Robots y ladrones de cuerpos

Toca a los reguladores discernir cómo manejaron los perfiles de Facebook en Cambridge Analytica. Si hubo una quiebra de la confianza o, peor, de la ley. Si la gente, por más que no diera su permiso, cayó en la mullida trampa del selfie. Convencida de que nadie husmearía en unas biografías abiertas como melones. Luego de varios días de caída libre y pánico bursátil, con los gurús del apocalipsis exigiendo cabelleras y la peña grillada, Mark Zuckerberg acudió a CNN para explicarse. Pidió disculpas.
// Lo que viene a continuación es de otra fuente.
PR #5499, opened 2022-06-13
Enable using information about whether functions return constants

emjin:
This will help DeepSemgrep

PR checklist:

- [ ] Changelog is up-to-date


semgrep-core/src/analyzing/Dataflow_svalue.mli
```diff
@@ -1,5 +1,7 @@
 type mapping = AST_generic.svalue Dataflow_core.mapping
+type constness_type = Constant | NotAlwaysConstant [@@deriving show]
```
emjin, line 6: Could reuse G.Cst? But might be nice to separate this out

semgrep-core/src/analyzing/Constant_propagation.mli
```diff
@@ -12,4 +12,8 @@ val constant_propagation_and_evaluate_literal :
  *)
 (* !Note that this assumes Naming_AST.resolve has been called before! *)
 val propagate_basic : Lang.t -> AST_generic.program -> unit
+
+val propagate_dataflow_one_function :
```
aryx, line 19: Could be nice to document the parameter, especially what are those IL.name list?

semgrep-core/src/analyzing/Dataflow_svalue.mli
aryx: then maybe good to add a comment saying you know about G.Cst, but that you deliberately defined another one.

aryx (approved):

semgrep-core/src/analyzing/Dataflow_svalue.ml
```diff
@@ -51,10 +53,77 @@ let warning tok s =
...
 
+let hook_constness_table_of_functions = ref None
+
+let result_of_function_call_is_constant lang f args =
+  let check_f f_name =
+    match !hook_constness_table_of_functions with
+    | Some constness_f -> (
+        match constness_f f_name with
+        | Some Constant ->
+            logger#info "%s is always constant" f_name;
```
IagoAbal: Better use `logger#trace` or else the output of `semgrep --debug` becomes very large, and most of the times this info won't be of much use. Same for the other two uses of `logger#info` below.

semgrep-core/src/analyzing/Dataflow_svalue.ml
```diff
@@ -51,10 +53,77 @@ let warning tok s =
...
+            true
+        | Some NotAlwaysConstant ->
+            logger#info "%s is not always constant" f_name;
+            false
+        | None ->
+            logger#info "%s has not been read" f_name;
```
IagoAbal: Nitpicking here but what does `"not been read"` mean in this context? That we have not yet processed it? I was expecting a message more like `"we have no information about the constness of %s"`.

IagoAbal (approved):
LGTM!

semgrep-core/src/analyzing/Dataflow_svalue.ml
emjin: I was thinking of it as "we haven't read through the function body", but your wording makes sense

PR #5501, opened 2022-06-13
bugfix: metavariable-pattern: and language: php now work

### LINKED ISSUE #5443: metavariable-pattern not flagging with PHP code
**Describe the bug**
Metavariable-pattern is flagging PHP code with 'generic' mode, but not with 'php' mode.

**To Reproduce**
For instance, this doesn't flag: https://semgrep.dev/s/WRD2

But this does: https://semgrep.dev/s/02Wj

**Expected behavior**
Would expect it to flag with php as the language.

**Priority**
How important is this to you?
- [ ] P0: blocking me from making progress
- [X] P1: this will block me in the near future
- [ ] P2: annoying but not blocking me

aryx:
This closes #5443

test plan:
test file included
make test

PR checklist:

- [x] Changelog is up-to-date

### DIFF
--- a/semgrep-core/src/engine/Metavariable_pattern.ml
+++ b/semgrep-core/src/engine/Metavariable_pattern.ml
@@ -20,6 +20,22 @@ module G = AST_generic
 
 let logger = Logging.get_logger [ __MODULE__ ]
 
+(*****************************************************************************)
+(* Prelude *)
+(*****************************************************************************)
+
+(*****************************************************************************)
+(* Helpers *)
+(*****************************************************************************)
+
+let adjust_content_for_language (xlang : Xlang.t) (content : string) : string =
+  match xlang with
+  | Xlang.L (Lang.Php, _) -> "<?php " ^ content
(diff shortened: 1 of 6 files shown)


aryx:
This closes PA-1448

semgrep-core/src/engine/Metavariable_pattern.ml
```diff
@@ -20,6 +20,22 @@ module G = AST_generic
...
+(* Prelude *)
+(*****************************************************************************)
+
+(*****************************************************************************)
+(* Helpers *)
+(*****************************************************************************)
+
+let adjust_content_for_language (xlang : Xlang.t) (content : string) : string =
+  match xlang with
+  | Xlang.L (Lang.Php, _) -> "<?php " ^ content
```
IagoAbal, line 33: I don't know PHP, but I'm curious if this works if there is a double `<?php` ? (That is, if `<?php` is already in the `content`).

PR #5510, opened 2022-06-13
fix(js): Parse `New` as a separate construct from `Call`

nmote:
See the corresponding `pfff` commit for background.

Note that this changes the output on a `semgrep-rules` test. It looks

Prometió más controles. Habló del ejército que ya patrulla Facebook. Admitió la dificultad de vigilar a 2.000 millones de usuarios. Como escribió Chris Cillizza en CNN, la enormidad de Facebook lo ha hecho «omnipresente en la vida estadounidense. Pero esa ubicuidad también hace que sea imposible –no virtualmente imposible, no: realmente imposible– de vigilar por completo». Dicho de otra forma. Controlar el día a día de 1 de cada 3 seres humanos en el planeta suena a chifladura irrealizable. A promesa distópica y delirio. No hay forma de evitar el caos. La proliferación de bulos. Las marejadas de fake news. Las galernas de detritus en semejante enormidad. Otro asunto será que los hipotéticos bots, los espías rusos, los falsos perfiles y los propagadores de trolas posean la capacidad real, no teórica sino contante, de alterar el voto de una mayoría suficiente para voltear las elecciones. Lo dudo. Lo dudo y me jode. Me incordia porque supone alinearse, aunque sea oblicuamente, con las tesis de Donald Trump. Pero ojo. Una cosa es recelar de las explicaciones conspirativas y esos siniestros enanos que manejan los hilos con ahuecada voz de Bela Lugosi/Martin Landau en Ed Wood. Otra, muy distinta, dudar de que el Kremlin trató de influir en los comicios de 2016 o que Trump fuera un candidato mucho más apetecible que Hillary. El exhibicionismo contemporáneo y el panal del Big Data multiplican las oportunidades de quienes aspiran a conocernos hasta la empuñadura. Cuesta más tragar con la creencia de que los electores del rubio impresentable bailaban poseídos por el carisma invencible de los ladrones de cuerpos. Como si la naturaleza humana necesitara de ovejas eléctricas y refinados androides para hacer el primo y enamorarse del primer charlatán aupado frente a un micro.